8 Oct 2009 — 7 Nov 2009

 Sekyung Lee's page
Sekyung Lee
Hair on the white porcelain

Gallery 2 presents Germany based artist Sekyung Lee's solo show. She collects the plain white porcelain including plates and tiles and attaches human hairs on them.
Lee explains why she began to work with hairs by a personal anecdote. She has kept long hair since childhood and often got a scolding for her hairs scattered all about. In fact, this is a universal story that might be familiar to every woman, who conventionally keeps her hair long and beautiful, but the cherished hair becomes a dirty and even creepy object if once it falls on the floor. For Lee, the hair is not merely a medium but a subject matter to contemplate from multiple perspectives of personality, sexuality, history, and culture.

For all times and places, the hair is an important bodily medium to express beauty, sexuality, and social class, thus it implies various stories from personal memory to history, about fashion and culture. It also has opposite and even paradoxical meanings of beauty and dirtiness-beautiful when stuck to the body, dirty when parted from the body. Being interested in such an ambiguous characteristics of the hair, on what it could mean and when the meaning is turned upside down, Lee develops her own mode of expression based on handicraft and decoration so as to clarify her concerns.
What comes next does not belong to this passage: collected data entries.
PR #337, opened 2017-03-28
Fixes #19051 - Prevent N+1 on FactValue index

tbrisker:
This depends on changes in https://github.com/theforeman/foreman/pull/4390 - test should fail until that gets merged.

### DIFF
--- a/app/models/concerns/fact_value_extensions.rb
+++ b/app/models/concerns/fact_value_extensions.rb
@@ -4,10 +4,5 @@ module FactValueExtensions
   included do
     belongs_to :discovered_host, :class_name => "Host::Discovered", :foreign_key => :host_id
     scoped_search :relation => :discovered_host, :on => :id, :complete_enabled => false, :only_explicit => true, :rename => :discovered_host
-
-    def host
-      return discovered_host if discovered_host.present?
-      super
-    end
   end
 end
--- a/test/unit/fact_value_extensions_test.rb
+++ b/test/unit/fact_value_extensions_test.rb
@@ -5,7 +5,7 @@ class FactValueExtensionsTest < ActiveSupport::TestCase
     test 'returns discovered_host' do
       discovered_host = FactoryGirl.create(:discovered_host, :with_facts, :fact_count => 1)
       fact_value = discovered_host.fact_values.first
-      assert fact_value.discovered_host, fact_value.host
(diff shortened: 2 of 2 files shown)


lzap:
But they dont! :-)

tbrisker:
That's odd... That means the tests in https://github.com/theforeman/foreman_discovery/commit/f91555774b4856492ffa262a12749882906217bc don't really check that correctly

lzap:
Why this should pass only when CSV was merged, I don't see any link between the two. Can you explain to me?

tbrisker:
@lzap there was a change in a previous version of that PR that moved facts from `Host::Managed` to `Host::Base` which would make this workaround redundant, but that led to other issues with permissions and searching so I took it out for now. 
I am curious as to why the tests pass with this change, maybe @dLobatog has an idea since he created the original workaround?

lzap:
Found it, please change this line

    assert fact_value.discovered_host, fact_value.host

to

    assert_equal fact_value.discovered_host, fact_value.host

(or better assert_nil)

Then it will fail. Can you push the change to see if it works, the patch was merged an hour ago.

tbrisker:
Pushed again with a corrected test. This test should now fail until fix is done in core.

lzap:
Does not work with the patch merged in core... We should consider doing our own facts rather than using Puppet Facts.

lzap:
I believe this is related too: https://github.com/theforeman/foreman/pull/3724

lzap:
I filed new PR in core which changes FactValue belonging to Host::Base rather than Host::Managed. This will enable discovery to drop the extra association that is undeeded. https://github.com/theforeman/foreman/pull/4434

lzap:
I will leave this opened for now, release discovery and then get back to this. But I believe this can't be easily fixed for now.

tbrisker:
Opened another attempt at fixing this in core which will hopefully make this PR work as well.

lzap:
Thanks, core looks good but this is not it, we need to simply drop `discovered_host` association and go with normal `host` association. That's the proper way to fix this. Easy change, the only challenge is to get migration right so existing host associations are changed accordingly. Do you want to work on this? Otherwise I will pick it up next week.

lzap:
Replaced by https://github.com/theforeman/foreman_discovery/pull/339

The decorative patterns that Lee makes use of when attaching hairs on a porcelain plate or tile are all borrowed from a specific historical material, such as the Zwiebel Muster from German Meissen Porcelain in the 1930s, the geometric patterns from Russian Constructivism in the 1920s, or the traditional tile pattern from the Netherlands and Portugal in the 17th and 18th century. Here the patterns and designs are not an iconic sign but a device to draw out a subtle point when the hair abruptly looks different or the ambiguity of the hair is suddenly reveals to the audience. Thus Lee considers the cultural background of the exhibition when she chooses a pattern to apply to her hair-on-porcelain works.
For this show, Lee makes a series of works with the specific patterns of the Korean white porcelain from the Chosun dynasty. Because its design looks familiar to the Korean audience, as the Meissen’s looks natural to the European audience.
The porcelain decorated with hairs in the historical patterns is coated for preservation and displayed on the pedestal or in the glass case. Then the audience carefully looks at them as if they are in the museum or in the porcelain shop. They might be confused when realizing that the very thing they are staring at is nothing but an illusion conjured up by some hairs on the anonymous and plain porcelain. In fact, the audience reacts upon the works in various ways, and the artist pays attention to the reactions and the changes of their awareness.

The artist raises a question on when our experience and awareness of the things are changed to herself and us in her own unique way.